Location of sites of interest in Uniontown, Alabama.

Air quality network deployment

We used PurpleAir PA-II monitors (N = 13) to measure the concentrations of PM_2.5.55 They utilize laser counters to measure the amount of particles present in an area. Every 120 seconds, the monitor writes mass concentrations (μg/m3) to an onboard microSD card. Community volunteers manually removed the microSD card to retrieve the data and upload them to a secure online folder for analysis.

PurpleAir data analysis

Data was cleaned, plotted, and visualized using Python coding software ©.56,57,58,59,60 Data from each monitor were grouped by geographic “Zones of Concern” with the exception of two isolated control monitors outside of Uniontown (Table 1). New datasets were then aggregated to both the daily mean and hourly mean for each respective location/monitor grouping above. Time series graphs were then created to analyze PM_2.5 levels of the areas throughout the study period.

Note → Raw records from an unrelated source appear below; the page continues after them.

PR #2658, opened 2022-09-09
normalize emails to lowercase for merging contacts

edquist:
As noticed while inspecting ldap results for SOFTWARE-5313, comanage apparently sometimes stores email addresses in all-caps. That ought to be OK, since cilogon_id_map_to_yaml_data() stores them in lowercase.  But the email_lookup table generated from the contacts db does not do this, and sometimes emails are actually stored in mixed-case.  So we need to build the email_lookup table based on the normalized lowercase in order to merge on email addresses properly.

This issue (bug) may have resulted in some contacts failing to merge automatically on email address.


src/webapp/ldap_data.py
```diff
@@ -91,7 +91,7 @@ def get_email_lookup(yaml_data):
             continue
         for Email in ('PrimaryEmail', 'SecondaryEmail'):
             if Email in ci:
```
matyasselmeci, line 93: Don't you also want this too?
```suggestion
            if Email.lower() in ci:
```

edquist: No - `Email` here loops over the two keys `'PrimaryEmail'` and `'SecondaryEmail'`, so `.lower()` there would look for items under `'primaryemail'` and `'secondaryemail'`, which is not what we want.

matyasselmeci (approved):

PR #2659, opened 2022-09-12
Added new project: UPRM_Ramos

rynge:


matyasselmeci:
We have (CMS) projects with a "University of Puerto Rico" organization -- should we use that? Alternatively we have some UPRM resources in Topology where it's spelled "University of Puerto Rico - Mayaguez"

rynge:
I think we should include the campus - that is what we doing for other universities. For example, we have UWMadision, not just UW. I vaguely remember somebody wanting comma instead of dash (see UCSD entries for example), but I have no strong preference. If it keep things aligned, I can change it to a dash.

matyasselmeci:
OK let's just do the dash, then.

PR #2669, opened 2022-09-26
Update MWT2.yaml to remove MWT2_CE_UIUC

luehring:
The CE at UIUC has been removed from service so I removes it from the topology.


matyasselmeci:
Discussed this in Slack -- the token testing system shouldn't be looking at inactive resources.

Resources can only be deleted once they no longer have GRACC records less than two years old.

PR #2682, opened 2022-09-27
only have validate-caches cron run once daily (SOFTWARE-3470)

edquist:
per @DrDaveD's suggestion in SOFTWARE-3470


brianhlin (approved):
LGTM

PR #2687, opened 2022-10-04
reporting downtime 2022-09-04

iraklic:


iraklic:
> @iraklic it looks like you modified a pre-existing downtime. I imagine that you only wanted to append?

I was under impression that this file only holds future/current downtimes, because I have never seen it keeping the previous reports, even the one I modified only had one downtime report. Should I just append to it in the future and it will keep getting ever longer with the new downtime? Or did you mean something else?

brianhlin:
Hi @iraklic, we do indeed keep track of old downtimes so you can go ahead and just append downtimes in the future. In the downstream data that we make available, we do filter on current + future downtimes but also provide views with old downtimes: https://topology.opensciencegrid.org/

iraklic:
Thanks. I will keep this in mind for the future reportings.

PR #4171, opened 2024-09-24
adding UW Madison projects, first round

ChristinaLK:


CannonLock:
@ChristinaLK You need two degrees of resolution on the FieldOfScienceID. BMI_Gitter needs to be more specific.

@matyasselmeci Here is the patch to fix the check not catching this

https://github.com/opensciencegrid/topology/pull/4172

brianhlin:
@CannonLock wants to address this in a separate PR. Closing

PR #4172, opened 2024-09-24
Update check_project_fos_precision.yml

CannonLock:


CannonLock:
I set the wrong default branch for PR's and this is not firing on PR's like I intended.

matyasselmeci (approved):

PR #4183, opened 2024-09-27
Create JacksonState_Talchabhadel.yaml

showmic09:


matyasselmeci:
Looks like Jackson State University isn't actually new -- we're setting them up as a resource provider as well -- they just didn't get added to the database. Fixing...

matyasselmeci (approved):

PR #4188, opened 2024-09-27
Add JSU-ap0 resource

aaronmoate:
INF-2178: Configure JSU CM/AP
https://opensciencegrid.atlassian.net/browse/INF-2178

### DIFF
--- a/topology/Jackson State University/JSU RC/JSU-RC.yaml
+++ b/topology/Jackson State University/JSU RC/JSU-RC.yaml
@@ -1,0 +1,41 @@
+Production: true
+SupportCenter: Self Supported
+GroupDescription: This is an OSPool Access Point on our RC Cluster
+
+Resources:
+  JSU-ap0:
+    Active: false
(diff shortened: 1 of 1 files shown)


topology/Jackson State University/JSU RC/JSU-RC.yaml
```diff
@@ -0,0 +1,41 @@
+Production: true
+SupportCenter: Self Supported
+GroupDescription: This is an OSPool Access Point on our RC Cluster
+
+Resources:
+  JSU-ap0:
+    Active: false
```
brianhlin, line 7:
```suggestion
    Active: true
```

Otherwise you won't be able to fetch a token

brianhlin (approved):
This mostly LGTM but @osg-cat and I just had a discussion about organization here: I think the containing dir, `JSU RC`, should probably be renamed to `JSU IT` for https://https://www.jsums.edu/informationtechnology/.

PR #4218, opened 2024-10-07
New proposed institution, UC Merced; FD #76263

osg-cat:
@jstathas, do you approve of this new institution name? https://ror.org/00d9ah105


jstathas (approved):
"University of California, Merced" is approved

mwestphall:
Hi @osg-cat, it looks like Topology's code checks don't like there being a facility with no sites or resources. Do we have preliminary site info for this institution, or is that still forthcoming?

osg-cat:
I was told to request new top-level institutions this way. Should I be doing something differently? And no, we don’t have the rest of the structure yet. I believe @jdost321 or @ashtongraves adds the rest just before or after integration.

PR #4234, opened 2024-10-13
update Security contact and add new CE spce11

dougbenjamin:
Updated the Security Contact information and added new CE spce11.sdcc.bnl.gov


mwestphall:
Hi @dougbenjamin , is resource BNL-SDCC-CE06 being removed and replaced with BNL-SDCC-CE11? If so, we prefer that you update the `Active` field to false in the existing CE06 entry, then create a new CE11 entry.

mwestphall (approved):

PR #4284, opened 2024-11-04
Added missing project: nanoHUB

rynge:


brianhlin:
This looks fine to me but I'm concerned about this message as the following is in the topology institution db:

```
 - New Organization 'Purdue University West Lafayette' requires OSG approval
 ```

@mwestphall any idea why we're getting that message? Have we not updated osgbot to look at the institution db?

brianhlin (approved):

PR #4313, opened 2024-11-19
Use the new pelican-based UChicago project host for writeback and directory listings

matyasselmeci:
This might only affect pre-Pelican clients but I'd like to avoid referencing old endpoints in general.


brianhlin (approved):
LGTM

PR #4320, opened 2024-11-22
Create OSDF_IN_IUCAA_SARATHI.yaml

skjoshi1:
Setting up an OSDF Cache instance at IUCAA, Pune, India for using it with SARATHI Cluster which a part of the IGWN/LIGO Data Grid resources.


mwestphall:
Hi @skjoshi1, would you be able to register yourself as an OSG contact at [this link](https://opensciencegrid.org/docs/common/registration/#registering-contacts)? That will give you an OSG ID that can be populated into the ID field for the administrative/security contacts list.

mwestphall (approved):

PR #4336, opened 2024-12-02
new Swarthmore Firebird Hosted CE

jdost321:


jdost321:
Just a heads up the cluster name here is not a typo. Firebird is a shared cluster between Lafayette and Swarthmore, so this is a different CE from the one registered https://github.com/opensciencegrid/topology/pull/4335 but pointing to the same cluster.

matyasselmeci (approved):

PR #4342, opened 2024-12-03
Update Georgia Tech PACE OSG downtime

zvada:
Add downtime for Georgia Tech PACE OSG due to infrastructure migration


mwestphall:
Hi @zvada , it looks like this PR removes all the old content from the downtime file. Would you be able to update the PR to add the new downtime to the existing list rather than replacing the old entries?

zvada:
> Hi @zvada , it looks like this PR removes all the old content from the downtime file. Would you be able to update the PR to add the new downtime to the existing list rather than replacing the old entries?

oh, sorry, my bad ... I'll fix this asap, do you prefere maybe new PR for this so it's clean? Thanks!

zvada:
> Hi @zvada , it looks like this PR removes all the old content from the downtime file. Would you be able to update the PR to add the new downtime to the existing list rather than replacing the old entries?

Would following [PR](https://github.com/opensciencegrid/topology/pull/4348) replace this one perhaps? If so, we can close this one then and merge [4348](https://github.com/opensciencegrid/topology/pull/4348) it that looks OK?

PR #4354, opened 2024-12-05
update WT2 current CE and SE (for ATLAS)

wyang007:


wyang007:
WT2 was renamed to WT2_CE... Will also upate WT2_downtime.yaml to reflect that change.

PR #4362, opened 2024-12-07
Datacenter power upgrades (part 2)

hseverini:


bbockelm:
@matyasselmeci -- is it clear to you what the CI failure is?  The traceback for the HTTP 500 doesn't look obvious.

hseverini:
Hi all,

could it be that the parentheses in the reason -- (part 2) -- is causing
problems, maybe because they're not properly escaped? Just an idea,
I don't know anything about this system. :)

Thanks,

	Horst

mwestphall:
The CI pipeline failure appears to be due to an issue with an external service (which we really should investigate) and not anything specific to this PR, I'll merge it in bypassing the CI checks as a workaround.

mwestphall (approved):

hseverini:
Thanks all!

	Horst

PR #4386, opened 2024-12-19
Add downtime for NMSU-Discovery-CE1 due to scheduled maintenance

nlvw:
Scheduled Biannual Downtime for Maintenance Jan 2025


nlvw:
Not sure if I got the resource right as there were a lot of old/stale entries in [https://topology.opensciencegrid.org/generate_downtime](https://topology.opensciencegrid.org/generate_downtime).  Regardless the cluster itself will be down on the dates specified and a reservation for the specified dates is already registered on our Slurm side of things.  SSH access will be intermittent but job submission will be disabled for the full duration specified via the Slurm reservation.

mwestphall (approved):

PR #4399, opened 2024-12-23
Add downtime for BNL-ATLAS due to BNL F&O Power Intervention

orind:


bbockelm (approved):
Verified this was the correct Ofer out-of-band and will go ahead and merge.

Will strike up an email thread to get the account correctly associated with the resources.

PR #4426, opened 2025-01-07
Update BNL-SDCC.yaml

dougbenjamin:
Add new CE for BNL SDCC shared pool


topology/Brookhaven National Laboratory/BNL-SDCC/BNL-SDCC.yaml
```diff
@@ -129,10 +129,10 @@ Resources:
     Services:
       CE:
         Description: Shared Pool Compute Element
-  BNL-SDCC-CE11:
+  BNL-SDCC-SPOOLCE01:
     Active: true
     Description: This is a compute cluster for SDCC.
-    ID: 
+    ID:
```
brianhlin, line 135:
```suggestion
```

We autogenerate IDs now

brianhlin (commented):
@dougbenjamin we should probably just create a new record unless spce11.sdcc.bnl.gov has long since been retired: we resummarize hours going back 1y so if the CE has been active in the past year, you may lose accounting data in our dashboards and potentially what we send to the WLCG

brianhlin:
It looks like spce11 contributed quite a bit in the [past year](https://gracc.opensciencegrid.org/d/000000079/site-summary?orgId=1&var-site=All&var-type=Batch&var-interval=$__auto_interval_interval&var-Filter=ProbeName%7C%3D%7Chtcondor-ce:spce11.sdcc.bnl.gov&from=now-1y&to=now) so we'll want to deactivate the resource and spin up a new one for the CE instead of the replacement in this PR

PR #4428, opened 2025-01-07
Add CHTC-ITB-PELICANPLATFORM-ORIGIN

matyasselmeci:
This is the origin in that will serve /pelicanplatform in the ITB OSDF. It will live in the osdf-dev namespace on Tiger.

(INF-2538)


matyasselmeci:
Relatedly, how do you feel about moving OSDF-related resources out of CHTC-ITB.yaml and into a new CHTC-ITB-OSDF.yaml (like we have CHTC-ODSF.yaml) so we avoid getting this file too crowded?

brianhlin (approved):
LGTM and sure, the RG organization is there specifically to make our lives easier!

PR #4429, opened 2025-01-08
renaming PDX project due to truncated name in Connect app

ChristinaLK:


brianhlin (approved):
LGTM

@osg-cat approved this solution for the issue we're seeing that resulted in this showing up as an unknown project

osg-cat:
For the record, I don’t think it is my place to approve or disapprove of policy-driven decisions about how to manage researcher accounts and projects.

PR #4430, opened 2025-01-08
Reorganize CHTC-OSDF and CHTC-ITB resources; move OSDF-ITB resources to a separate ResourceGroup

matyasselmeci:


brianhlin (approved):
LGTM

PR #7921, opened 2016-05-24
TMS-2944 server: implement csv team invitation

cihangir:
API usage:
- send post request to `-/teams/invite-by-csv`
- content type should be `multipart/form-data`
- form field name is ignored, you can use whatever you want.
- it does not return any actionable response (page refresh is required) in regards of 
  - csv parsing ignores invalid records
  - csv parsing ignores new lines 
  - it ignores already invited users
  - it ignores non-email containing lines
- only the first column is required, others can be empty
- delimiter is "comma" 
- authorization and authentication is handled
- it doesnt have any rate limiting, throttling
- i benchmarked on my MBP with up to 2K emails - after that test timesout.

https://koding.atlassian.net/browse/TMS-2944


sinan:
@cihangir why do we need a page refresh here?

cihangir:
The provided endpoint does not return the processed invites, to be able to list the new invitations, refresh of the list is required since we do not send realtime updates

PR #8338, opened 2016-07-07
Client with es-2015 & webpack

usirin:
Since I will not be working on this anymore, I am opening this PR just as a reference. Somebody can pick it up from where it is, or we can close this.

I just wanted to put it here.

/cc @koding/frontend


usirin:
closing this, i might have some improvements later.

Issue #8471, opened 2016-07-19
Different teams/organizations might have different period of free trials


usirin:
### Overview
We want to be able to provide a way to change the period of free trials if they register/create the team with a promotional code.

### Goals
- Koding admins (mainly marketing/business related people) can create a promotional event.
- This event will have a specific code/token, and amount of time that it extends the trial.
- This token must be present in the team creation process to make use of this extended trial.
- Teams created with this token, will have extended amount of trial.

PR #8538, opened 2016-07-22
Add support for dynamic group plan

usirin:
This is the implementation required for current system to work with dynamic group plans.

I am not sure if this is 100% correct, i might have to revisit what we are doing [here](https://github.com/koding/koding/blob/master/workers/social/lib/social/models/computeproviders/helpers.coffee#L61). Here is the simple flow:
- Save given `config.plan` to group no matter what.
- While reading a group's plan:
  - First try to find it in `teamplans.coffee`, if it exists then return it.
  - Second, try to see if there is a `JGroupPlan` instance, if it exists then return it.
  - Third, return default plan in `teamplans.coffee`

Let me know if i need to do something more.

/cc @szkl @cihangir 

Related with #8471

### DIFF
--- a/servers/lib/server/handlers/createteam.coffee
+++ b/servers/lib/server/handlers/createteam.coffee
@@ -168,6 +168,8 @@ createGroupKallback = (client, req, res, body) ->
       domains
       # username or email of the user, can be already registered or a new one for creation
       username
+      # title of team's plan
+      plan
     } = body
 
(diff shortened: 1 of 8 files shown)


gokmen:
@usirin restarted tests but currently has conflicts with `master` can u check it out?

usirin:
Closing this as we merged this one already in #8628

Issue #8452, opened 2016-07-15
Update design for new 'Build Stack' modal


diclee:

diclee:
Verify passed on sandbox.

PR #8593, opened 2016-07-26
Resource state modal: design updates

alex-ionochkin:
@gokmen, can you please review these changes?
Mostly they are style, markup and text changes according to updated design of the modal

Here is the demo - http://recordit.co/BuEYkoIly3

https://github.com/koding/koding/issues/8452


alex-ionochkin:
I have to close this PR since I can't add new commits here after koding repository became public. I'll create a new one with the same commits from my new fork

PR #8615, opened 2016-07-27
koding: switch to go1.6 / glide

rjeczalik:
PR split into second one containing only code changes for review purpose - https://github.com/koding/koding/pull/8616

Recreated after fork update - https://github.com/koding/koding/pull/8375

PR #8616, opened 2016-07-27
[review] koding: switch to go1.6 / glide

rjeczalik:
parent: https://github.com/koding/koding/pull/8615


go/src/socialapi/workers/oauth/api/api.go
```diff
@@ -1,100 +0,0 @@
-package main
```
cihangir: why did you delete these?

rjeczalik: I did not find any reference to it, thus I assumed it's not being used.

Moreover it does not build - so it could not be used in current form:

```
$ pwd
/Volumes/rjk.io/src/github.com/koding/koding/go/src/socialapi/workers/oauth/api
$ go build .
can't load package: package socialapi/workers/oauth/api: found packages main (api.go) and api (handlers.go) in /Volumes/rjk.io/src/github.com/koding/koding/go/src/socialapi/workers/oauth/api
```

cihangir: that was a wip feature that got de-prioritized and i wanted all the things in the main repo, that is why it is in current state. On the other hand why do we build it if there is not any ref in the repo?

rjeczalik: Glide complained about it when reading imports / updating deps. Instead of fixing build / deps I just removed it as it was not used.

Do you want it back?

fatih: I think best way is to add a build tag, so the source code is still there but it will not pick up by any tools:

```go
// +build wip

package main
```

rjeczalik: https://github.com/koding/koding/pull/8615/commits/62ea7b532da6d63e25af29e760a1329e2a943bfb - already done

Hey @fatih!

rjeczalik:
Closing. Original PR - https://github.com/koding/koding/pull/8633

PR #8635, opened 2016-07-28
computeproviders: make sure next operation is being called

usirin:


usirin:
post mortem of: #8628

The following time series graphs were created for each monitor grouping: average daily measurements over the course of the entire time index, average PM levels aggregated by date to analyze long-term patterns, average hourly measurements over the course of a 24-hour period. To protect the privacy of community air monitoring hosts, specific locations will not be published. Table 1 describes the relative locations and number of monitors within each area, numbered in order of installation.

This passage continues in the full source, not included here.